Our Commitment: Blood Pressure

Our Commitment: Blood Pressure

High blood pressure, or hypertension, affects about 75 million Americans, according to the Centers for Disease Control and Prevention. Having high blood pressure means the pressure of the blood in your blood vessels is higher than it should be.

Hattiesburg Clinic’s commitment to caring for the overall health of each patient includes measuring blood pressure during each visit and answering any questions patients may have about his/her blood pressure.

Did You Know…

  • 1 in 3 U.S. adults have high blood pressure.
  • Only half of those with the condition have it under control.
  • High blood pressure is called the “silent killer” because it often has no warning signs or symptoms.
  • High blood pressure increases the risk for heart disease or stroke.

The definition of high blood pressure recently changed, based on new guidelines by the American College of Cardiology and the American Heart Association.

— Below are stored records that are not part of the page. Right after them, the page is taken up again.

Issue #372, opened 2022-03-15
"attempt to subtract with overflow" error on MqttState struct.


Ticsmtc:
seems program try to subtract **inflight** when it is 0 . maybe try to make it **Atomic** ?

```rust
thread 'tokio-runtime-worker' panicked at 'attempt to subtract with overflow', /src/state.rs:288:17
```

here is the code cause the problem : 

```rust
use tokio::{task, time};
use rumqttc::{self, AsyncClient, MqttOptions, QoS};
use std::error::Error;
use std::sync::Arc;
use std::time::Duration;
use std::thread;
use log::info;

fn main() {
    pretty_env_logger::init();

    let mut mqttoptions = MqttOptions::new("test-1", "localhost", 1883);
    mqttoptions.set_keep_alive(Duration::from_secs(5));

    let (client, mut eventloop) = AsyncClient::new(mqttoptions, 10);


    let client = Arc::new(client);
    let client2 = Arc::clone(&client);

    thread::spawn(move || {
       loop {
           pollster::block_on(client.publish("hello/world",QoS::ExactlyOnce,true,"hello"));
           thread::sleep(Duration::from_millis(500));
       }
    });

    thread::spawn(move || {
        loop {
            pollster::block_on(client2.publish("hello/world",QoS::ExactlyOnce,true,"hello"));
            thread::sleep(Duration::from_millis(500));
        }
    });


    let rt = tokio::runtime::Builder::new_multi_thread().worker_threads(2).enable_all().build().unwrap();
    rt.spawn(async move {
        loop {
            let res = eventloop.poll().await;
            info!("res {:?}",res);
        }
    });

    thread::sleep(Duration::from_secs(1200));
}
```

Ticsmtc:
not sure it is network issue or the code , close by now .

PR #373, opened 2022-03-15
Fix MqttState inflight data-race

Ticsmtc:
fix MqttState inflight data-race bug
remove Clone trait on MqttState because there is no use.
modify some related tests


Ticsmtc:
related to this issue #372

The new guidelines lower the definition of high blood pressure – from 140/90 mm Hg to 130/80 – to account for complications that can occur at lower numbers and to allow for earlier intervention. This new definition will result in nearly half of the U.S. adult population having high blood pressure, with the largest impact expected among younger people.

Blood pressure categories in the new guidelines are:

  • Normal: Less than 120/80 mm Hg;
  • Elevated: Systolic (top number) between 120-129 and diastolic (bottom) less than 80;
  • Stage 1: Systolic between 130-139 or diastolic between 80-89;
  • Stage 2: Systolic at least 140 or diastolic at least 90 mm Hg;
  • Hypertensive crisis: Systolic over 180 and/or diastolic over 120, with patients needing prompt changes in medication if there are no other indications of problems, or immediate hospitalization if there are signs of organ damage.

Low blood pressure, although less common, can also pose a risk when symptoms are present. These include dizziness, nausea or fainting.

Fortunately, blood pressure can be controlled through lifestyle changes and, in some people, medication. Controlling high blood pressure is vital to lowering the risk of the damaging effects it can have on the body.